A common theme in the June Rebellion trials is that almost everyone tries to pretend that they were somewhere else during the insurrection, they never saw a barricade, they wouldn’t recognize a barricade if they did see one, they’re not sure which end of a gun the bullets come out of, they have no idea how their mouth became covered in gunpowder, they have no designs against the government and they love the king. In the face of long prison sentences and the looming threat of the guillotine, very few had the courage to stand by their beliefs.
Jules-Stanislas Forthom is one of the rare exceptions. He claims his place among the Lesser-Known Badasses not so much for what he did during the rebellion itself as for what he said afterwards.
On the morning of the 6th, a barricade was erected at the corner of the Rue Beaubourg and the Rue Petits-Champs-Saint-Martin so that insurgents could fire on troops passing along the Rue Saint-Martin, at the time a major thoroughfare through the city. Forthom, a twenty-two-year-old fruit vendor who lived in the neighborhood, went to the houses of the local National Guardsmen and demanded they give up their weapons. They all said ‘Lol no,” but he did manage to get a gun from somewhere, and he succeeded in forcing a nearby house and a wineshop to keep their doors open. “If you don’t hold the door open I’ll fuck you in the stomach with my rifle,” he told the porter of the house.
Everyone in the neighborhood saw him casting bullets, loading his rifle and going over to the barricade to shoot at the troops, and he was captured still armed and with his face blackened with gunpowder. He claimed he’d been drunk and the other insurgents forced him to do it, but the jury was not impressed. They convicted him of attempted murder with premeditation and without extenuating circumstances, and he was sentenced to death.

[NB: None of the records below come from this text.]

PR #19, opened 2018-04-16
Sandbox configuration change for probate team

adr1ancho:

Sandbox configuration change for probate team

```
[x] Yes
[ ] No
```

### DIFF
--- a/infrastructure/main.tf
+++ b/infrastructure/main.tf
@@ -11,7 +11,7 @@ provider "vault" {
 locals {
   app_full_name = "${var.product}-${var.component}"
   env_ase_url = "${var.env}.service.${data.terraform_remote_state.core_apps_compute.ase_name[0]}.internal"
-  default_default_print_url = "https://return-case-doc-ccd.nonprod.platform.hmcts.net/jurisdictions/:jid/case-types/:ctid/cases/:cid"
+  default_default_print_url = "https://ccd-case-print-service-${env_ase_url}"
   default_print_url = "${var.default_print_url != "" ? var.default_print_url : local.default_default_print_url}"
 }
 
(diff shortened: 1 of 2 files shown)


infrastructure/variables.tf
```diff
@@ -57,9 +57,11 @@ variable "authorised-services" {
 }
 
 variable "document_management_valid_domain" {
-  default = "https://api-gateway.test.dm.reform.hmcts.net"
```
vlaurin: Changing this is not required as long as it's using tactical. This should be reverted and left to use tactical `test`.

infrastructure/main.tf
```diff
@@ -11,6 +11,10 @@ provider "vault" {
 locals {
   app_full_name = "${var.product}-${var.component}"
   env_ase_url = "${var.env}.service.${data.terraform_remote_state.core_apps_compute.ase_name[0]}.internal"
+  default_document_management_valid_domain = "https://api-gateway.preprod.dm.reform.hmcts.net"
+  default_default_print_url = "https://return-case-doc-ccd.nonprod.platform.hmcts.net/jurisdictions/:jid/case-types/:ctid/cases/:cid"
```
vlaurin: This needs to dynamically build the `.internal` URL

infrastructure/main.tf
```diff
@@ -11,6 +11,8 @@ provider "vault" {
 locals {
   app_full_name = "${var.product}-${var.component}"
   env_ase_url = "${var.env}.service.${data.terraform_remote_state.core_apps_compute.ase_name[0]}.internal"
+  default_default_print_url = "https://ccd-case-print-service-${env_ase_url}"
```
vlaurin: I think this needs to be `http` instead of `https`. Just discovered that `SSL` is failing when using `.internal` names because it's a self-signed.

In a strange way Forthom dodged a bullet with his death sentence, because he had a previous criminal conviction for theft. If he’d been sentenced to the lesser penalty of forced labor he would probably have been sent to the bagne as a common criminal without being granted the usual commutation to imprisonment that was offered for political crimes. But because it was a death sentence, it was commuted to life imprisonment like all the other June Rebellion death sentences, and he ended up at Mont-Saint-Michel with the other political prisoners.
In October of 1834 there was a terrible fire at Mont-Saint-Michel, and the political prisoners showed “the most commendable zeal and courage” in helping to put it out, thereby saving many of the prison buildings and the private homes on the island. The Minister of the Interior (Adolphe Thiers, ironically) and the Minister of Justice wrote to the king and asked him to pardon the prisoners as a reward for their bravery. Twenty-five of the prisoners who helped to fight the fire were immediately released.
Forthom and a guy named Pierre-Nicolas Vallot who’d been imprisoned for trying to bust political prisoners out of Sainte-Pélagie back in April 1832 could not be released because “the exaltation of their opinions does not allow us to ask for a full pardon”. Instead Forthom’s life sentence was commuted to four years of imprisonment. He was only released in October of 1836 after a second round of pardon applications, and he was placed under continuing police surveillance.
There’s no record of exactly what opinion he “exalted” to condemn himself to another two years in prison, but I’m assuming the conversation went something like this:
Monsieur le Directeur: “You’ve been locked up in this hellish island prison for over a year now, and thanks to the horrible fire in which we all nearly died you may finally have a chance to get out. Do you think you can be civil about the king for like five minutes so that we can get you a pardon?”
Forthom: “Fuck that guy in the stomach with a rifle.”